Eine Frau legt in einer Privatklinik ihre Lebensbeichte ab. Alles, was sie erzähle, würde zur Wahrheit. So gibt sie ihr Leben in fantastischen Geschichten dar, die von Betrug, Bereicherung, unheimlichen Zufällen und überirdischem Glück erzählen. Selbst die Therapeutin verliert von Sitzung zu Sitzung an Sicherheit, denn auch in der Klinik gehen mittlerweile seltsame Dinge vor sich.
Das Cover ist in Blautönen gehalten und zeigt eine Frau mit geschlossenen Augen – verträumt, übersinnlich, nachdenklich – man weiß es nicht. Das Bild bleibt so undurchschaubar und verschwommen wie die Protagonistin selbst, in deren Lebensbeichte man ohne Vorrede hineingeworfen wird. Die Ich-Erzählerin bleibt die einzige Informationsquelle, sie stellt viele Fragen – und gibt viele Antworten. Der Schreibstil ist schnell, oft jagt ein Satz den anderen; die Sprache ist aber auch sehr ausgefeilt, an etlichen Stellen poetisch.
Wie viel kann man einer Lügnerin glauben? Stimmen ihre Darlegungen, ihre Arbeit und ihr Privatleben betreffend? Sie sieht in ihren Mitmenschen, was diese gerne wären, nicht was sie in Wirklichkeit sind; sie berichtet von Astrologie, unerwiderter Liebe, aber auch von Als-ob-Ländern, Schleppern und Ausgegrenzten. Es ist die Rede vom Glauben; wie viel Realität die Geschichte beinhaltet, bleibt ungewiss. Der Autor spielt hier mit der Erfahrung und der Vorstellungskraft seiner Leser.
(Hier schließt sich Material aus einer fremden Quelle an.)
PR #944, opened 2018-11-06
Added the auto completion for components

### LINKED ISSUE #939: Suggestions for component names
parrent: #902 

Suggesting component names:
 -  `odo delete`
 -  `odo component`
 - `odo component set`
 - `odo link`
 -  `odo push`
 -  `odo watch`
 -  + every command that has `--compnent`` flag

mik-dass:
fixes #939

### DIFF
--- a/pkg/odo/util/completion/completion.go
+++ b/pkg/odo/util/completion/completion.go
@@ -160,16 +160,22 @@ func getUserTypedCommands(args complete.Args, command *cobra.Command) []string {
 	return commands
 }
 
+// AddProjectFlag adds a `project` flag to the given cobra command
+// Also adds a completion handler to the flag
 func AddProjectFlag(cmd *cobra.Command) {
 	cmd.Flags().String(genericclioptions.ProjectFlagName, "", "Project, defaults to active project")
 	RegisterCommandFlagHandler(cmd, "project", ProjectNameCompletionHandler)
 }
 
+// AddComponentFlag adds a `component` flag to the given cobra command
+// Also adds a completion handler to the flag
 func AddComponentFlag(cmd *cobra.Command) {
 	cmd.Flags().String(genericclioptions.ComponentFlagName, "", "Component, defaults to active component.")
 	RegisterCommandFlagHandler(cmd, "component", ComponentNameCompletionHandler)
 }
 
+// AddApplicationFlag adds a `app` flag to the given cobra command
+// Also adds a completion handler to the flag
 func AddApplicationFlag(cmd *cobra.Command) {
 	cmd.Flags().String(genericclioptions.ApplicationFlagName, "", "Application, defaults to active application")
 	RegisterCommandFlagHandler(cmd, "app", AppCompletionHandler)
--- a/pkg/odo/util/completion/completion.go
+++ b/pkg/odo/util/completion/completion.go
@@ -159,24 +159,3 @@ func getUserTypedCommands(args complete.Args, command *cobra.Command) []string {
 
 	return commands
 }
-
-// AddProjectFlag adds a `project` flag to the given cobra command
-// Also adds a completion handler to the flag
-func AddProjectFlag(cmd *cobra.Command) {
-	cmd.Flags().String(genericclioptions.ProjectFlagName, "", "Project, defaults to active project")
-	RegisterCommandFlagHandler(cmd, "project", ProjectNameCompletionHandler)
-}
-
-// AddComponentFlag adds a `component` flag to the given cobra command
-// Also adds a completion handler to the flag
-func AddComponentFlag(cmd *cobra.Command) {
-	cmd.Flags().String(genericclioptions.ComponentFlagName, "", "Component, defaults to active component.")
-	RegisterCommandFlagHandler(cmd, "component", ComponentNameCompletionHandler)
-}
-
-// AddApplicationFlag adds a `app` flag to the given cobra command
-// Also adds a completion handler to the flag
-func AddApplicationFlag(cmd *cobra.Command) {
-	cmd.Flags().String(genericclioptions.ApplicationFlagName, "", "Application, defaults to active application")
-	RegisterCommandFlagHandler(cmd, "app", AppCompletionHandler)
-}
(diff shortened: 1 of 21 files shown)


mik-dass:
@metacosm should I wait till #985 is merged?

metacosm:
@mik-dass up to you, if you get this merged first, I’ll adapt my PR to your code! ;)

mik-dass:
@metacosm Actually I need #985 for showing better suggestions based on the flags (it's not working properly with the current code) :D So I wait

mik-dass:
@metacosm Ready for review

pkg/odo/util/completion/completionhandlers.go
```diff
@@ -79,3 +80,22 @@ var ProjectNameCompletionHandler = func(cmd *cobra.Command, args parsedArgs, con
...
+	completions = make([]string, 0)
+	components, err := component.List(context.Client, context.Application)
+	if err != nil {
+		return completions
+	}
+
+	for _, component := range components {
+		// we found the component name in the list which means
+		// that the component name has been already selected by the user so no need to suggest more
+		if val, ok := args.commands[component.Name]; ok && val {
```
metacosm: You only need to do: `if args.commands[component.Name] {` here.

cmd/cmdutils.go
```diff
@@ -157,8 +157,10 @@ func addProjectFlag(cmd *cobra.Command) {
 
 func addComponentFlag(cmd *cobra.Command) {
 	cmd.Flags().String(util.ComponentFlagName, "", "Component, defaults to active component.")
+	completion.RegisterCommandFlagHandler(cmd, "component", completion.ComponentNameCompletionHandler)
 }
 
 func addApplicationFlag(cmd *cobra.Command) {
 	cmd.Flags().String(util.ApplicationFlagName, "", "Application, defaults to active application")
+	completion.RegisterCommandFlagHandler(cmd, "app", completion.AppCompletionHandler)
```
metacosm: That's not strictly related to this PR but is appropriate anyway :)

cmd/cmdutils.go
```diff
@@ -157,8 +157,10 @@ func addProjectFlag(cmd *cobra.Command) {
 
 func addComponentFlag(cmd *cobra.Command) {
 	cmd.Flags().String(util.ComponentFlagName, "", "Component, defaults to active component.")
+	completion.RegisterCommandFlagHandler(cmd, "component", completion.ComponentNameCompletionHandler)
```
metacosm: 👍

mik-dass:
@metacosm Fixed

geoand:
@mik-dass Could you please rebase this so we can re-test? Thank you

mik-dass:
@geoand ok sure

geoand:
Thanks @mik-dass !

geoand:
@mik-dass Cool :)

metacosm:
> @geoand Actually I need some inputs from @metacosm regarding the new changes before I rebase. I don't want to break anything accidentally :)

What do you need, @mik-dass?

mik-dass:
> What do you need, @mik-dass?

I want to remove the addProjectFlag() functions calls and call the genericclioptions stuff directly. But am I missing something?

pkg/odo/util/completion/completionhandlers.go
```diff
@@ -75,7 +76,7 @@ var ProjectNameCompletionHandler = func(cmd *cobra.Command, args parsedArgs, con
 	for _, project := range projects {
 		// we found the project name in the list which means
 		// that the project name has been already selected by the user so no need to suggest more
-		if val, ok := args.commands[project.Name]; ok && val {
+		if args.commands[project.Name] {
```
geoand: Is this guaranteed to work?

If so, can you please apply it to the rest of the handlers as well?

pkg/odo/util/completion/completion.go
```diff
@@ -159,3 +159,18 @@ func getUserTypedCommands(args complete.Args, command *cobra.Command) []string {
 
 	return commands
 }
+
+func AddProjectFlag(cmd *cobra.Command) {
```
geoand: Can you add some comments about this and the following functions as well?
Them being in the completion package makes it a little tricky to immediately understand that they actually add a cobra flag without looking at the source code :)

pkg/odo/util/completion/completionhandlers.go
metacosm: This works if the map is of type `map[string]bool`, which it is :)

geoand: Yeah, just found a relevant SO answer :)

However this change should also be applied to the other functions in this file as well

pkg/odo/util/completion/completion.go
geoand: I agree. However the solution seems better than the alternative :)

metacosm:
I would like to get more opinions on this new re-organization before merging.

metacosm:
So @kadel, @cdrage: what should we do with respect to the design issue?

kadel:
> @metacosm @kadel How about I put those functions in some cmdUtil file?

not sure about that, would that help?


How about adding them to respective cli packages?
`AddProjectFlag` to `github.com/redhat-/developer/odo/pkg/odo/cli/project`
`AddComponentFlag` to `github.com/redhat-/developer/odo/pkg/odo/cli/component`
`AddApplicationFlag` to `github.com/redhat-/developer/odo/pkg/odo/cli/application`

mik-dass:
> How about adding them to respective cli packages?
AddProjectFlag to github.com/redhat-/developer/odo/pkg/odo/cli/project
AddComponentFlag to github.com/redhat-/developer/odo/pkg/odo/cli/component
AddApplicationFlag to github.com/redhat-/developer/odo/pkg/odo/cli/application

Good idea! Done Please have a look :)

metacosm:
@mik-dass @kadel I don't think this new version is a good idea either because this adds even more links between packages that shouldn't be related but if you're fine with it, I can live with it as well :)

mik-dass:
> @mik-dass @kadel I don't think this new version is a good idea either because this adds even more links between packages that shouldn't be related but if you're fine with it, I can live with it as well :)

I agree it's still a bad design but at least it is better than putting those functions in the completion.go file. So let's leave it for now, we can refactor it later on, WDYT? :)

geoand:
Let's just rebase the PR first :P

Es ist ein ungewöhnliches Buch, das aufdeckt und verschleiert, das real klingt und doch unwahrscheinlich scheint. Denn obwohl die Protagonistin recht offen über ihre Erfahrungen berichtet, bleibt alles undurchsichtig und verwirrend – schließlich ist sie ja auch eine Lügnerin …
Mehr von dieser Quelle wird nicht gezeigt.